CORVALLIS, Ore. – The loss of biodiversity in ecosystems ranging from marine coral reefs to terrestrial forests can increase the transmission of infectious diseases in humans, other animals and plants, according to a new scientific analysis just published in the journal Nature.
This connection between two developing crises – emerging novel diseases and unprecedented declines in biodiversity – has long been suspected, but has been difficult to quantify, scientists say.
“In theory, the loss of biodiversity could increase or decrease transmission of disease,” said Anna Jolles, a disease ecology specialist in the College of Veterinary Medicine at Oregon State University and one of the authors of the study. “Certainly, having naturally high biodiversity should increase the potential pool of sources for new pathogens. But the evidence suggests that in most cases, biodiversity loss actually ramps up transmission of disease. Now we need to find out why.”
Jolles and her colleagues examined dozens of published, peer-reviewed studies for their analysis, which found that when biodiversity declined, the species most likely to disappear often were those that served as a buffer to infectious disease transmission. Species that remained often magnified the disease, such as with West Nile virus, Lyme disease and hantavirus.
“We knew of specific cases like West Nile virus and hantavirus in which declines of biodiversity increase the incidence of disease,” said Felicia Keesing, an ecologist with Bard College in New York, and lead author of the Nature study. “But we’ve learned that the pattern is much more general.
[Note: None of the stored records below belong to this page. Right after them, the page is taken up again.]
PR #122, opened 2024-02-20
Re architecture

afsalthaj:
On a very high level

- [x] golem-service is replaced by golem-template-service

- [x] golem-worker-bridge is replaced by golem-worker-service

- [x] In golem-worker-service, we have a narrow-down service called TemplateService whose implementation is grpc that connects to template service, which is used by the `WorkerService`

- [x] Removal of confusing structures such as GolemWorkerExecutor in worker-bridge, and a slight redesign of the gateway service (or former worker bridge service). This is replaced by a service which takes a worker-request (that was resolved from input-http-request) and respond with `http::Response`. This is done to reduce confusions between worker related code and gateway related code in worker-service. There may be more clean ups required, but major ones are done 

- [x] Making sure all docker related services are running using curl requests

- [x] Currently worker-service and template-servicce are having different URLs. So the current golem-cli will run only commands that are template related.

# TODO

- [x]  Re-route to multiple services solution, and update docker-compose, and test with golem-cli

- [x]  Making sure default URLs in golem-cli works as it is

- [x]  Testing worker-connect with gateway:  websocat ws://localhost:9881/v2/templates/df599634-9b8e-433d-9bf3-eec04b84e68c/workers/worker-adam/connect

- [x]  Testing worker-connect with gateway with golem-cli: 

- [x] Fix client generation and related tests 

- [x] Update documentation on worker-bridge

image

image

image


docker-compose-sqlite.yaml
```diff
@@ -1,6 +1,26 @@
...
+    # as it is currently set to match the default port in golem-cli:
+    # Golem base url. Default: GOLEM_BASE_URL environment variable or http://localhost:9881
+    ports:
+      - "${GOLEM_GATEWAY_PORT}:80"
+    environment:
+      - GOLEM_WORKER_SERVICE_HOST=golem-worker-service
+      - GOLEM_WORKER_SERVICE_PORT=${WORKER_SERVICE_HTTP_PORT}
+      - GOLEM_TEMPLATE_SERVICE_HOST=golem-template-service
+      - GOLEM_TEMPLATE_SERVICE_PORT=${TEMPLATE_SERVICE_HTTP_PORT}
+    command: /bin/bash -c "envsubst < /etc/nginx/nginx.conf.template > /etc/nginx/nginx.conf && nginx -g 'daemon off;'"
```
justcoon, line 18: if we have custom docker image i think we should add this to startup script, so just configuration will be here

vigoo:
You will also need to update the integration tests to run the new service too

golem-api-grpc/proto/golem/template/template_service.proto
```diff
@@ -15,6 +15,7 @@ service TemplateService {
   rpc GetTemplate (GetTemplateRequest) returns (GetTemplateResponse);
   rpc GetLatestTemplateVersion (GetLatestTemplateVersionRequest) returns (GetLatestTemplateVersionResponse);
   rpc UpdateTemplate (stream UpdateTemplateRequest) returns (UpdateTemplateResponse);
+  rpc GetVersionedTemplate(GetVersionedTemplateRequest) returns (GetVersionedTemplateResponse);
```
vigoo, line 18: I think it would be better with the following name changes:
- `GetVersionedTemplate` => `GetTemplateMetadata`
- `GetTemplate` => `GetTemplateMetadataAllVersions`

Reason: these are only returning template metadata, not the template itself. Also all templates are "versioned" so it's not a good way to distinguish between the two

golem-template-service/src/grpcapi/template.rs
```diff
@@ -90,6 +92,29 @@ impl TemplateGrpcApi {
         Ok(result.into_iter().map(|p| p.into()).collect())
     }
 
+    async fn get_template_info(
```
vigoo, line 95: I'd call it `get_template_metadata`

golem-api-grpc/proto/golem/template/template_service.proto
vigoo: Another thing: until now the gRPC API and the REST API were the same - just two versions of the same API. I would like to keep that, so let's add this new endpoint to the REST API too.

golem-worker-service/src/worker_request.rs
```diff
@@ -1,23 +1,24 @@
...
     pub template: TemplateId,
     pub worker_id: String,
     pub function: String,
     pub function_params: Value,
-    pub response_mapping: Option<ResponseMapping>,
 }
 
-impl GolemWorkerRequest {
+impl ResolvedRouteAsWorkerRequest {
+    // A worker-request can bef formed a route with resolved variables (through incoming http request)
```
vigoo, line 18: typo

golem-api-grpc/proto/golem/template/template_service.proto
afsalthaj: Sure

docker-compose-sqlite.yaml
afsalthaj: The env variables are valid only at docker-compose stage. I don't think command for env substitution be used unless we set the env within Dockerfile which is a bad practice, especially it defaults to empty strings

adamgfraser (approved):

.github/workflows/ci.yaml
```diff
@@ -278,7 +292,8 @@ jobs:
           name: golem-binaries
           retention-days: 1
           path: |
-            target/release/golem-service
+            target/release/golem-template-service
+            target/release/golem-worker-service
             target/release/golem-service-yaml
```
justcoon, line 297: there should be:
 
target/release/golem-template-service-yaml
target/release/golem-worker-service-yaml

.github/workflows/ci.yaml
```diff
@@ -318,7 +333,7 @@ jobs:
       - name: Restore executable flag
         run: chmod a+x ./target/debug/*
       - name: Generate Golem OpenAPI yaml
-        working-directory: golem-service
+        working-directory: golem-public-api
         run: ../target/debug/golem-service-yaml > ../target/golem-service.yaml
```
justcoon, line 337: this needs to be fixes
there will be two

```
run: ../target/debug/golem-template-service-yaml > ../target/golem-template-service.yaml
```


```
run: ../target/debug/golem-worker-service-yaml > ../target/golem-worker-service.yaml
```

.env
```diff
@@ -1,10 +1,12 @@
 REDIS_PORT=6380
 POSTGRES_PORT=5432
-GOLEM_SERVICE_HTTP_PORT=9881
-GOLEM_SERVICE_GRPC_PORT=9090
+GOLEM_GATEWAY_PORT=9881
```
justcoon, line 3: since docker image and service name is `golem-router`, i think we should rename variable to `GOLEM_ROUTER_HTTP_PORT`

.github/workflows/ci.yaml
afsalthaj: No need of it for now

afsalthaj: It works now because it’s merged to be golem-service-yaml. Intentional it works in CI. Not accidental.

.github/workflows/ci.yaml
afsalthaj: No need of this now. There is an automated merge now

afsalthaj: Merge of yanls

.github/workflows/ci.yaml
justcoon: ok

.github/workflows/ci.yaml
justcoon: ok

golem-router/golem-services.conf.template
```diff
@@ -0,0 +1,36 @@
...
+            proxy_pass http://$GOLEM_WORKER_SERVICE_HOST:$GOLEM_WORKER_SERVICE_PORT;
+        }
+
+        location /v2/templates {
+            proxy_pass http://$GOLEM_TEMPLATE_SERVICE_HOST:$GOLEM_TEMPLATE_SERVICE_PORT;
+        }
+
+        location / {
+            proxy_pass http://$GOLEM_TEMPLATE_SERVICE_HOST:$GOLEM_TEMPLATE_SERVICE_PORT;
+        }
```
justcoon, line 34: i think it should be possible to add and serve openapi yaml by nginx

afsalthaj: We can do it later. We have the yaml generated in the yaml directory anyway as before

justcoon (approved):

“Biodiversity loss tends to increase pathogen transmission and infectious disease,” she said.
As part of their analysis, the authors looked at three recent studies of mosquito-transmitted West Nile virus, for which several species of birds act as hosts. All three studies found a strong correlation between low bird diversity and increased risk of transmission to humans in the United States. Communities with low avian diversity tend to be dominated by species that amplify the virus, the authors note, “inducing high infection prevalence in mosquitoes and people, while communities with high avian diversity contain many species that are less competent hosts.”
That tendency isn’t always the case, Jolles acknowledged. For novel diseases, greater diversity may provide a larger potential pool of hosts.
“Hotspots for novel disease emergence sometimes center around areas where growing human populations come in contact with lots of wild animal species,” Jolles said. “The more host species are around, the more pathogen species they will harbor, and the more opportunity for transmission to people.”
Nevertheless, the Nature analysis found overwhelming evidence tying the loss of biodiversity with increases in disease transmission. And that pattern, the authors say, is consistent with different types of pathogens – including viruses, bacteria and fungi – and for many types of hosts, whether they are human, other animals or plants.
One possible explanation can be found in a study of a trematode that causes schistosomiasis in humans. This parasite alternatively infects snails and humans in different stages and in the study, host snails were placed in tanks of the same density, but with non-host snails as well in some tanks. In the tanks with a single species, transmission rates were higher than in tanks with multiple species.
“The difference was that in multi-species treatments, the parasites frequently ended up in dead-end hosts,” Jolles said. “That is a pattern that seems to repeat itself with different pathogens and in different ecosystems.”
The study notes that global biodiversity continues to shrink at an alarming pace, with extinction rates estimated at 100 to 1,000 times higher than have occurred throughout most of history. And extinctions are projected to rise dramatically in the next 50 years.
“If there is one message we hope comes out with this paper,” Jolles said, “it is the clear need to conserve biodiversity to the greatest extent possible – because it may be our best insurance policy against infectious diseases.”
Much of the research was funded by the National Science Foundation, the National Institutes of Health, and the U.S. Environmental Protection Agency.